**Work to be completed**
Lines from the beginning of the data through the line containing "refactor(cat-voices): rename SectionsController" are to be copied exactly, with no other line included.

**Supplied data**
- - - - -

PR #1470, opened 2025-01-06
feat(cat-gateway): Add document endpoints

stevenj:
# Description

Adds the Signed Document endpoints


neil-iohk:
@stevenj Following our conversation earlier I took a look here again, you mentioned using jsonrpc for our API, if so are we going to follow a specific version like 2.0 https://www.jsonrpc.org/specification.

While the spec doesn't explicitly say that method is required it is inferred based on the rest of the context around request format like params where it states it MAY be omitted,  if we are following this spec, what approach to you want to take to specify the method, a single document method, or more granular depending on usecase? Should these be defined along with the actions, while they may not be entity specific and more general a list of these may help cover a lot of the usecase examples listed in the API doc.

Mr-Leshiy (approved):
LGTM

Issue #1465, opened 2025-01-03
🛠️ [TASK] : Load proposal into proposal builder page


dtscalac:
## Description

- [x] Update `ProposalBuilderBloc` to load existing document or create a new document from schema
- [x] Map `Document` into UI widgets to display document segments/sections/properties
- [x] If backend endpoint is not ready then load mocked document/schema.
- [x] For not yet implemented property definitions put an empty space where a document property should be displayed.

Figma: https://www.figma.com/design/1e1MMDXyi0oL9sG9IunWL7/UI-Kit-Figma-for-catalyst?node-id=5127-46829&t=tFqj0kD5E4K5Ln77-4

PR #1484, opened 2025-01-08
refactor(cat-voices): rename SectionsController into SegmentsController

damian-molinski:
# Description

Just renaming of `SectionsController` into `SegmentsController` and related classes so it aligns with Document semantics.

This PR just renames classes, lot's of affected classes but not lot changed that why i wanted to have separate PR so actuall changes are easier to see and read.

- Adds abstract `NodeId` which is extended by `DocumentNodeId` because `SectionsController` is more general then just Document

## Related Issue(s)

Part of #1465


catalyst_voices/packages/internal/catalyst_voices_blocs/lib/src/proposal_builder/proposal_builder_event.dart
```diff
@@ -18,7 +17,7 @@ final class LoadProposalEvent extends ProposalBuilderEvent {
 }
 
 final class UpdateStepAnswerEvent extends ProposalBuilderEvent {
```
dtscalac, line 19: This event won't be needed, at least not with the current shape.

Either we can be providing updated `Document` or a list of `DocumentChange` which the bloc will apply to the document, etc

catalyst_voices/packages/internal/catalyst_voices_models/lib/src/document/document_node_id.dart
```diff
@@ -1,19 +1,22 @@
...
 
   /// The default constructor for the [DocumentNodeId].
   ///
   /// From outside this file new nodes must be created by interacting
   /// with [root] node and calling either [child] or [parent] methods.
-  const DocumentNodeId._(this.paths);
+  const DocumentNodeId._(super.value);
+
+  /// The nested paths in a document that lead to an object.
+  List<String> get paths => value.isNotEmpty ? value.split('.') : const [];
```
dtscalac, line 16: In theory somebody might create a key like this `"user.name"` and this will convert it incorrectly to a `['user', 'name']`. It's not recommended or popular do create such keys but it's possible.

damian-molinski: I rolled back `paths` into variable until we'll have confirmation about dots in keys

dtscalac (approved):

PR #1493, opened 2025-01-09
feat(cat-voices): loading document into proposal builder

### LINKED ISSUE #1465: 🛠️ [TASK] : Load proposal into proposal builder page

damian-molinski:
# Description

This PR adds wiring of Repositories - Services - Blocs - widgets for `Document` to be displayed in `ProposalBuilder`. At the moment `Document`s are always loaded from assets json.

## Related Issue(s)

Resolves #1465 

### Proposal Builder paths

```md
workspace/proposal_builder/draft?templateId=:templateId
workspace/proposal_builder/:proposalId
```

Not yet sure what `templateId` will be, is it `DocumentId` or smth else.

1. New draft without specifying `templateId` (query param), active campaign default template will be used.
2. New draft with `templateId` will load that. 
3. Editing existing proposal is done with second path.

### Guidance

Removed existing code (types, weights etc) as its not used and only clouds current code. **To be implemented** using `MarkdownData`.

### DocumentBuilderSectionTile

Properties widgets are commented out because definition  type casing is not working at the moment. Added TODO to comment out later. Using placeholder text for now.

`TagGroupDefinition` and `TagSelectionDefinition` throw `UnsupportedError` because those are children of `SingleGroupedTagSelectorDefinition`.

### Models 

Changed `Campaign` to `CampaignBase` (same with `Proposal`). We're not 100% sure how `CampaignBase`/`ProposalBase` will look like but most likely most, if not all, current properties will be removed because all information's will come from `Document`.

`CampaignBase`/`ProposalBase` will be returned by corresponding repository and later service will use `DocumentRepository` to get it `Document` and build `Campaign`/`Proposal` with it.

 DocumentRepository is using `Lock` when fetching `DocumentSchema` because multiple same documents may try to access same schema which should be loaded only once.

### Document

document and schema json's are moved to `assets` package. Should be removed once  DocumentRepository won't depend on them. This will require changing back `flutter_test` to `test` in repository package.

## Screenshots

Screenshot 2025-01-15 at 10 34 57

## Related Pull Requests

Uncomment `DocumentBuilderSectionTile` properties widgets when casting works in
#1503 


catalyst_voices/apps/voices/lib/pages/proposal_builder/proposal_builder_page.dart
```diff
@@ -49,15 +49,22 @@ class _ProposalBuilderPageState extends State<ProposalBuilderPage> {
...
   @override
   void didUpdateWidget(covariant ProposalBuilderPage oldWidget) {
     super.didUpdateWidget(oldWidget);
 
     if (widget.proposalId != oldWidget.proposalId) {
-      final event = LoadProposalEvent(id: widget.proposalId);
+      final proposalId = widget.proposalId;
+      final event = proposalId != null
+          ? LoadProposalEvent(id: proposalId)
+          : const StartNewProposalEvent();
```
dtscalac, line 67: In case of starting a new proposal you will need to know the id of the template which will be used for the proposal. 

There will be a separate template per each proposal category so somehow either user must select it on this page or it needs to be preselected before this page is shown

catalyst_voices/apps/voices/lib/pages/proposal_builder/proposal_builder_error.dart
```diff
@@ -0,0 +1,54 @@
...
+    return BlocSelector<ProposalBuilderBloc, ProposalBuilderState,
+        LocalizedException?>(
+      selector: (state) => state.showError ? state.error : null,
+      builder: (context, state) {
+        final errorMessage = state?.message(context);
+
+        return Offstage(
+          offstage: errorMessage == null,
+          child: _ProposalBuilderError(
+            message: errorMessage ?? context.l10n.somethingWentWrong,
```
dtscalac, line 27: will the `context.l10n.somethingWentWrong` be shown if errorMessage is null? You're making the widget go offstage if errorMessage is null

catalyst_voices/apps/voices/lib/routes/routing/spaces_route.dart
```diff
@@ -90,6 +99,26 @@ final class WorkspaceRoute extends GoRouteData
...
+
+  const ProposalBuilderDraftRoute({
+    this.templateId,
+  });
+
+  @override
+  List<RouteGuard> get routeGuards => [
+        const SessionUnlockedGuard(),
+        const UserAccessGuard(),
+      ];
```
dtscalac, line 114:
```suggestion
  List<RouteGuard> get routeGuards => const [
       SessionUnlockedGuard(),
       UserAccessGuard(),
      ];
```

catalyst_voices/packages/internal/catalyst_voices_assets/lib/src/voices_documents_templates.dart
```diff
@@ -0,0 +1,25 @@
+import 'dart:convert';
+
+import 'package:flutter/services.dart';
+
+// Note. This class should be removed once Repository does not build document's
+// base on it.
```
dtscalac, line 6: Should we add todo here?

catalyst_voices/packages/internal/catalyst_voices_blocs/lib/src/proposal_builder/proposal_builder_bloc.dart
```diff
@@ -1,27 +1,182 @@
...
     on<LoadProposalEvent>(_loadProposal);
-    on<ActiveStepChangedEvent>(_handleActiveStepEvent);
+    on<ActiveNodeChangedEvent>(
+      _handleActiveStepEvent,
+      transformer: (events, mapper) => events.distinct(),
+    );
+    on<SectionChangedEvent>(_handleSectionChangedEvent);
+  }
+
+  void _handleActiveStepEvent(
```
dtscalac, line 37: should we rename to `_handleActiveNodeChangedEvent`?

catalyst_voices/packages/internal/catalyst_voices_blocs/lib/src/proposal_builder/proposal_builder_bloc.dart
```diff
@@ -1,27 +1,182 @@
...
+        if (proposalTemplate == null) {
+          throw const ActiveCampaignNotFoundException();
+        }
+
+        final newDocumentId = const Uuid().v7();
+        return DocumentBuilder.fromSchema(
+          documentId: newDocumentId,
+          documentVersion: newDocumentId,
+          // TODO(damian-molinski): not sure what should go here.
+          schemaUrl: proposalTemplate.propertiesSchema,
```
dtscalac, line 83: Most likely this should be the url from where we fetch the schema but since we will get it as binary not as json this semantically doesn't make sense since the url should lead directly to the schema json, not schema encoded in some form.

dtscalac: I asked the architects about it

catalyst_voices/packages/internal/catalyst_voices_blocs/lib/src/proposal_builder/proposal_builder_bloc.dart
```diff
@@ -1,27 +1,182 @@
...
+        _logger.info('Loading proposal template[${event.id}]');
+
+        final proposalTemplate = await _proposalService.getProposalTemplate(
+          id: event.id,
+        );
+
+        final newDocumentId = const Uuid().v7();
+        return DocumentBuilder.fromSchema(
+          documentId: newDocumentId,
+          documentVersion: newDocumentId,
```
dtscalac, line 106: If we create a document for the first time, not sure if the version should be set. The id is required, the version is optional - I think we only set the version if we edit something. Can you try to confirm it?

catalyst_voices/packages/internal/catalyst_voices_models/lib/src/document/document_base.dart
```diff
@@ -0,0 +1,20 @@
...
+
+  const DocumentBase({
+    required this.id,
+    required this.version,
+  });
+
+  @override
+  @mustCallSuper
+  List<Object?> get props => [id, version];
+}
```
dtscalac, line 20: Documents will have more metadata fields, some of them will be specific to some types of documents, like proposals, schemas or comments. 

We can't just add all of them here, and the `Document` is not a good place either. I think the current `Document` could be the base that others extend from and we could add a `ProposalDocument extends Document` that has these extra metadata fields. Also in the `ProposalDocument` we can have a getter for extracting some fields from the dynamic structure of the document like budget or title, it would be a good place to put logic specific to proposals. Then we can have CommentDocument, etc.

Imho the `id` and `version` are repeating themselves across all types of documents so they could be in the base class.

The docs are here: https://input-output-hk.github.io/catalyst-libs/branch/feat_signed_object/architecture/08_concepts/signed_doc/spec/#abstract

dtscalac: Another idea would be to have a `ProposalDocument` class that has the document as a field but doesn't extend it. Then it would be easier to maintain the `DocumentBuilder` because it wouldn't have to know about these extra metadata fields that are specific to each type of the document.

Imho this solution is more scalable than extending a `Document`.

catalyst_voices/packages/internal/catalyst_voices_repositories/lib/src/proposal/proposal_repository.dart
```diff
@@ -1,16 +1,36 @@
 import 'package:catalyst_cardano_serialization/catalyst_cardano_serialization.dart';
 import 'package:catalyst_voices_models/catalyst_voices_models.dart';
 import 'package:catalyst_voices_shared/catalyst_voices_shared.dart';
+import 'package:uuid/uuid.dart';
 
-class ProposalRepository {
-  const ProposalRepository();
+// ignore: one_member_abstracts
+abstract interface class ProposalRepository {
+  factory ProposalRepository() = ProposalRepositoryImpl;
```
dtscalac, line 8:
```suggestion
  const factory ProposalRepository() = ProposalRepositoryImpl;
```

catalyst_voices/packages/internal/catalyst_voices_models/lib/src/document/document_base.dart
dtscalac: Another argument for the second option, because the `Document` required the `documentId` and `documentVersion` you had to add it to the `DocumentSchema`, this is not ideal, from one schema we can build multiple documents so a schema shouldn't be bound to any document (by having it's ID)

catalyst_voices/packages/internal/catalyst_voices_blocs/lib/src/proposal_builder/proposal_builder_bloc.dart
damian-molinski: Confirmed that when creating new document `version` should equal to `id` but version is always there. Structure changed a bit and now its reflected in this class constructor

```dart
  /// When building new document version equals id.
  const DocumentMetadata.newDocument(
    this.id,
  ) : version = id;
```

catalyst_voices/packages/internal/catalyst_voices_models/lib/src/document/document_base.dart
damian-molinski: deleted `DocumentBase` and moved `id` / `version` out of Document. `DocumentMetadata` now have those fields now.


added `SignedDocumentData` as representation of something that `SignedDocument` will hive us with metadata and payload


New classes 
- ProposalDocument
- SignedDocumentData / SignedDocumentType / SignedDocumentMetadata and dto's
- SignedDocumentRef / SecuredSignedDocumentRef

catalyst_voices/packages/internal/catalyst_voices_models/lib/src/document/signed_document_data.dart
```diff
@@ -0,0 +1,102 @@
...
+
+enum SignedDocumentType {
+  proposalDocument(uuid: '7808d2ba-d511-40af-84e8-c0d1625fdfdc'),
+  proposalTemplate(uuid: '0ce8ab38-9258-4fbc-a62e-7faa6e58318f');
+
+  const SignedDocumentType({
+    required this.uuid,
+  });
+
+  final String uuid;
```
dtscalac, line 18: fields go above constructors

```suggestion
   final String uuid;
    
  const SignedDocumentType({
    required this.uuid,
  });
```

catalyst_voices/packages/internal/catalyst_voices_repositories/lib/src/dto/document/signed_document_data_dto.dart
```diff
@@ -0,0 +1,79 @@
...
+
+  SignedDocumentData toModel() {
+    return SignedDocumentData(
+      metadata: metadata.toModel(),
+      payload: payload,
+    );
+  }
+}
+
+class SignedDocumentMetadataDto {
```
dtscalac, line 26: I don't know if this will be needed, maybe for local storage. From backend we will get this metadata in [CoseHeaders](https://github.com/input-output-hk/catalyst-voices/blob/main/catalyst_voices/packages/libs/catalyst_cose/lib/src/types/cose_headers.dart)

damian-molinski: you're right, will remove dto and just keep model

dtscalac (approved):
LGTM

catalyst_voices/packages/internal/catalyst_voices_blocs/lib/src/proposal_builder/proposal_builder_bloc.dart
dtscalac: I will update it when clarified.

- - - - -

**Task response**
PR #1470, opened 2025-01-06
feat(cat-gateway): Add document endpoints

stevenj:
# Description

Adds the Signed Document endpoints


neil-iohk:
@stevenj Following our conversation earlier I took a look here again, you mentioned using jsonrpc for our API, if so are we going to follow a specific version like 2.0 https://www.jsonrpc.org/specification.

While the spec doesn't explicitly say that method is required it is inferred based on the rest of the context around request format like params where it states it MAY be omitted,  if we are following this spec, what approach to you want to take to specify the method, a single document method, or more granular depending on usecase? Should these be defined along with the actions, while they may not be entity specific and more general a list of these may help cover a lot of the usecase examples listed in the API doc.

Mr-Leshiy (approved):
LGTM

Issue #1465, opened 2025-01-03
🛠️ [TASK] : Load proposal into proposal builder page


dtscalac:
## Description

- [x] Update `ProposalBuilderBloc` to load existing document or create a new document from schema
- [x] Map `Document` into UI widgets to display document segments/sections/properties
- [x] If backend endpoint is not ready then load mocked document/schema.
- [x] For not yet implemented property definitions put an empty space where a document property should be displayed.

Figma: https://www.figma.com/design/1e1MMDXyi0oL9sG9IunWL7/UI-Kit-Figma-for-catalyst?node-id=5127-46829&t=tFqj0kD5E4K5Ln77-4

PR #1484, opened 2025-01-08
refactor(cat-voices): rename SectionsController into SegmentsController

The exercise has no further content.